Work to complete
Collect every line below that contains the word "protobufs".

Dataset extract
PR #717, opened 2023-03-21
feat: add storage cache to speed up pruning

pfletcherhill:
## Motivation

Keep track of message counts per fid and store to speed up pruning.

## Change Summary

* Add `StorageCache` class that when started keeps track of the number of messages for each fid/store in memory
* Use values from storage cache when pruning to avoid having to count messages live
* Make storage engine startable and stoppable, and start validation worker and add listeners on start

## Merge Checklist

## Additional Context

### DIFF
--- a/apps/hubble/src/storage/engine/index.ts
+++ b/apps/hubble/src/storage/engine/index.ts
@@ -91,10 +91,20 @@ class Engine {
       logger.warn({ workerPath, e }, 'failed to create validation worker, falling back to main thread');
     }
 
+    this.eventHandler.on('mergeIdRegistryEvent', this.handleMergeIdRegistryEvent.bind(this));
+    this.eventHandler.on('mergeMessage', this.handleMergeMessageEvent.bind(this));
+    this.eventHandler.on('revokeMessage', this.handleRevokeMessageEvent.bind(this));
+    this.eventHandler.on('pruneMessage', this.handlePruneMessageEvent.bind(this));
+
     await this._storageCache.syncFromDb(this._db);
   }
 
   async stop(): Promise<void> {
+    this.eventHandler.off('mergeIdRegistryEvent', this.handleMergeIdRegistryEvent.bind(this));
+    this.eventHandler.off('mergeMessage', this.handleMergeMessageEvent.bind(this));
+    this.eventHandler.off('revokeMessage', this.handleRevokeMessageEvent.bind(this));
+    this.eventHandler.off('pruneMessage', this.handlePruneMessageEvent.bind(this));
+
     if (this._validationWorker) {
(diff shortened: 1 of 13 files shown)


apps/hubble/src/storage/engine/storageCache.ts
```diff
@@ -0,0 +1,101 @@
...
+    }
+
+    this._usage = usage;
+    this._synced = true;
+    log.info('storage cache synced');
+  }
+
+  getMessageCount(fid: number, set: UserMessagePostfix): HubResult<number> {
+    if (this._synced !== true) {
+      return err(new HubError('unavailable.storage_failure', 'storage cache is not synced with db'));
```
deodad, line 53: Consider dropping a log statement here since the callers ignore the error

apps/hubble/src/storage/engine/index.ts
```diff
@@ -656,6 +675,58 @@ class Engine {
...
+    return ok(undefined);
+  }
+
+  private async handlePruneMessageEvent(event: protobufs.PruneMessageHubEvent): HubAsyncResult<void> {
+    const { message } = event.pruneMessageBody;
+
+    if (protobufs.isSignerAddMessage(message)) {
+      const revokeResult = await this.revokeMessagesBySigner(message.data.fid, message.data.signerAddBody.signer);
+      if (revokeResult.isErr()) {
+        return err(revokeResult.error);
```
deodad, line 711: it doesn't seem like this should ever get executed but consider logging since these are getting called by event emitters and errors wont get noticed

apps/hubble/src/storage/engine/storageCache.ts
```diff
@@ -0,0 +1,101 @@
...
+    }
+    const key = makeKey(fid, set);
+    return ok(this._usage.get(key) ?? 0);
+  }
+
+  processEvent(event: HubEvent): HubResult<void> {
+    if (this._synced !== true) {
+      const error = new HubError('unavailable.storage_failure', 'storage cache is not synced with db');
+      log.error({ errCode: error.errCode }, `processEvent error: ${error.message}`);
+      return err(error);
```
deodad, line 63: Maybe unnecessary but could set another bit to indicate the cache failed to process an event and will no longer be accurate


I don't think this would happen given your implementation but seems like its theoretically possible

deodad (commented):
It looks good, a few comments

I'll look over again and play around with the tests tomorrow

apps/hubble/src/storage/engine/storageCache.ts
pfletcherhill: I think the `synced` attribute is sufficient for now, but we should keep an eye on the logs

PR #754, opened 2023-03-25
docs: Use SSL or Insecure clients in examples

adityapk00:
## Motivation

Using `getHubRpcClient` can be slow because it attempts a SSL connection first, and has to wait for a timeout. Update the docs to use `getSSLHubRpcClient` or `getInsecureHubRpcClient` directly.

Answer for this exercise
+  private async handlePruneMessageEvent(event: protobufs.PruneMessageHubEvent): HubAsyncResult<void> {
+    if (protobufs.isSignerAddMessage(message)) {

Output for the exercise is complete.